### WHAT YOU ARE ASKED TO DO
I'd like an exact copy of every line from the start of the entries below through the line containing "I have it too, but", please.

[INFORMATION Boundary: Start]

PR #321, opened 2022-12-17
feat(CI): add git hooks and improve tests to calculate file hash first

willemneal:
### What

`./install_githooks.sh` copies the committed two hooks to `.git/hooks`.

Add `Wasm` type that adds a hash method so tests can calculate the expected hash instead of hard coding it.

### Why

Prevent users from commit code that won't pass `fmt`. Also must pass tests and `clippy` before pushing.

Hard coding hash makes tests fail if the resulting wasm file changes, which can happen for example when upgrading the compiler version or updating deps.

### Known limitations

If the hooks are updated devs need to rerun the script.


willemneal:
@leighmcculloch I couldn't figure out how to make this opt-in.  But I could look into that if you'd prefer not forcing this on users.  But I do think it will save CI actions from failing as much.

willemneal:
Also is push all we need?

leighmcculloch:
I don't think cargo-husky has an opt-in built-in. It has an opt-out though with `CARGO_HUSKY_DONT_INSTALL_HOOKS=true`.

I don't mind about whether we use this or not. I'm personally likely to opt out, but that's not hard.

I'll defer to @tsachiherman @paulbellamy and co.

---

Something I and some others do to avoid discovering clippy warnings late is we enable clippy in VSCode. That way we get immediate in-editor feedback about clippy warnings. If you don't have that enabled that may be another way to get the same result.

If you don't have VSCode configured this way and want to try it out, these are the settings to add:
```js
    "rust-analyzer.checkOnSave.command": "clippy",
    "rust-analyzer.checkOnSave.extraArgs": [
        "--",
        "-Wwarnings",
        "-Wclippy::all",
        "-Wclippy::pedantic",
    ],
```

I use `-W` for everything in VSCode so they show up as warnings and not errors, so I can distinguish compile errors from them in the editor.

willemneal:
I have it too, but when I'm doing quick edits I find myself ignoring the warnings. Or sometimes like it tests they fail to show up sometimes.  I've also been having issues with rust-analyzer since I started a couple months ago and I suspect it's because it's rebuilding each save.

Personally in general I'd prefer to fail before a push then after.

paulbellamy (changes requested):
I'm very on-the-fence about this.

Pros:
- The consistency would be nice, and making it easier would be great.

Cons:
- The husky security model is awful. It sets the precedent for devs to download, trust, and run random bits of code off the internet without even seeing it or knowing it is happening. It's had some issues in the past, where if it can't detect the git repo you are in, it will modify your global ~/.git instead 😱 .
- Pre-commit hooks always work poorly with `git add --interactive`, which I do a lot.

I'd suggest making this opt-in. Maybe have a `./install-hooks.sh` script (or something) that installs the scripts?

willemneal:
@paulbellamy This version of husky, copies the scripts checked into the repo and places it in the `.git/hooks` local folder.  It runs with a `cargo test`  as a `build.rs` so it will always find the root of the repo. This also means that it's not random scripts or code;  It's a published crate and a checked in script.

However, as you point out it could cause issues for some users. So perhaps it's better if we just have the script.

paulbellamy:
> This also means that it's not random scripts or code; It's a published crate and a checked in script.
What happens in the case where a user forks the code and submits a PR. If I check that out and run `cargo test` it will start executing their scripts?

tsachiherman:
> > This also means that it's not random scripts or code; It's a published crate and a checked in script.
> 
> What happens in the case where a user forks the code and submits a PR. If I check that out and run `cargo test` it will start executing their scripts?

I think that this problem might be unavoidable. Before checking out a PR, you would need to review it online and check it out only in case you believe it's not dangerous.

paulbellamy (approved):

tsachiherman:
@willemneal could you please resolve the merge conflict ?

[INFORMATION Boundary: End]

### RESPONSE TO THE EXERCISE
PR #321, opened 2022-12-17
feat(CI): add git hooks and improve tests to calculate file hash first

willemneal:
### What

`./install_githooks.sh` copies the committed two hooks to `.git/hooks`.

Add `Wasm` type that adds a hash method so tests can calculate the expected hash instead of hard coding it.

### Why

Prevent users from commit code that won't pass `fmt`. Also must pass tests and `clippy` before pushing.

Hard coding hash makes tests fail if the resulting wasm file changes, which can happen for example when upgrading the compiler version or updating deps.

### Known limitations

If the hooks are updated devs need to rerun the script.


willemneal:
@leighmcculloch I couldn't figure out how to make this opt-in.  But I could look into that if you'd prefer not forcing this on users.  But I do think it will save CI actions from failing as much.

willemneal:
Also is push all we need?

leighmcculloch:
I don't think cargo-husky has an opt-in built-in. It has an opt-out though with `CARGO_HUSKY_DONT_INSTALL_HOOKS=true`.

I don't mind about whether we use this or not. I'm personally likely to opt out, but that's not hard.

I'll defer to @tsachiherman @paulbellamy and co.

---

Something I and some others do to avoid discovering clippy warnings late is we enable clippy in VSCode. That way we get immediate in-editor feedback about clippy warnings. If you don't have that enabled that may be another way to get the same result.

If you don't have VSCode configured this way and want to try it out, these are the settings to add:
```js
    "rust-analyzer.checkOnSave.command": "clippy",
    "rust-analyzer.checkOnSave.extraArgs": [
        "--",
        "-Wwarnings",
        "-Wclippy::all",
        "-Wclippy::pedantic",
    ],
```

I use `-W` for everything in VSCode so they show up as warnings and not errors, so I can distinguish compile errors from them in the editor.

willemneal:
I have it too, but when I'm doing quick edits I find myself ignoring the warnings. Or sometimes like it tests they fail to show up sometimes.  I've also been having issues with rust-analyzer since I started a couple months ago and I suspect it's because it's rebuilding each save.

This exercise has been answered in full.